Changes over time in the volume of a rice sperm nucleus during contact with an egg nucleus. Zygotes produced by electrofusion of sperm cells expressing SUN2-GFP and an egg cell expressing H2B-RFP were observed using a CLS microscope. A, C, E, G, and I are CLS images, and B, D, F, H, and J are three-dimensional structure images. An arrowhead indicates the possible fusion point between the nuclear membranes. Arrows indicate the fusing area between sperm and egg nuclear membranes. Numbers in B, D, F, H, and J represent the volume of the sperm nucleus. Bars = 10 μm. K, Changes in the volume of the sperm nucleus before (A and B) or after (G and H) egg chromatin incursion.
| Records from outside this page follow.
PR #1080, opened 2022-04-03
macros: add compile_error! macro

liushuyu:
- Added `compile_error` macro

### DIFF
--- a/gcc/rust/expand/rust-macro-builtins.cc
+++ b/gcc/rust/expand/rust-macro-builtins.cc
@@ -236,4 +236,20 @@ MacroBuiltin::include_str (Location invoc_locus, AST::MacroInvocData &invoc)
   return AST::ASTFragment ({node});
 }
 
+/* Expand builtin macro compile_error!("error"), which forces a compile error
+   during the compile time. */
+AST::ASTFragment
+MacroBuiltin::compile_error (Location invoc_locus, AST::MacroInvocData &invoc)
+{
+  auto lit_expr
+    = parse_single_string_literal (invoc.get_delim_tok_tree (), invoc_locus);
+  if (lit_expr == nullptr)
+    return AST::ASTFragment::create_error ();
+
+  std::string error_string = lit_expr->as_string ();
+  rust_error_at (invoc_locus, "%s", error_string.c_str ());
+
+  return AST::ASTFragment::create_error ();
+}
+
 } // namespace Rust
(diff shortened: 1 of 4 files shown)


CohenArthur (approved):
This looks great, thank you so much!

gcc/rust/expand/rust-macro-builtins.cc
```diff
@@ -236,4 +236,20 @@ MacroBuiltin::include_str (Location invoc_locus, AST::MacroInvocData &invoc)
...
+AST::ASTFragment
+MacroBuiltin::compile_error (Location invoc_locus, AST::MacroInvocData &invoc)
+{
+  auto lit_expr
+    = parse_single_string_literal (invoc.get_delim_tok_tree (), invoc_locus);
+  if (lit_expr == nullptr)
+    return AST::ASTFragment::create_error ();
+
+  std::string error_string = lit_expr->as_string ();
+  rust_error_at (invoc_locus, "%s", error_string.c_str ());
```
bjorn3, line 250: Which token does rustc get the error span from? Is it the `compile_error` identifier, the !, the brackets or the string argument?

liushuyu: > Which token does rustc get the error span from? Is it the `compile_error` identifier, the !, the brackets or the string argument?

From what I could understand, `rustc` outputs the following:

The data are means ± sds of three sperm nuclei.

Figure 8.

A schematic diagram of the progression of karyogamy in rice zygotes. After gamete fusion, the sperm nucleus migrates inside of the fused cell to appose the egg nucleus through possible actin filament-dependent machinery (stages I–III). Through a possible internuclear connection, female chromatin moves into the sperm nucleus, but sperm chromatin remains tightly packed (stage IV). Male chromatin begins decondensing (stage V), and male chromatin further uniformly distributes in accordance with the progression of nuclear fusion (stages VI and VII). The karyogamic event is finally completed at stage VIII, and thereafter, the zygote develops into an embryo. Light-blue and pink circles indicate sperm and egg nuclei/chromatin, respectively. Yellow indicates the merged sperm and egg chromatin.

Figure 9.

Expression patterns of five genes putatively induced after fertilization in rice zygotes. Semiquantitative RT-PCR was performed on total RNAs isolated from 10 to 12 zygotes at the appropriate karyogamic stages. Ubiquitin mRNA was used as an internal control. Supplemental Table S1 shows primer sequences.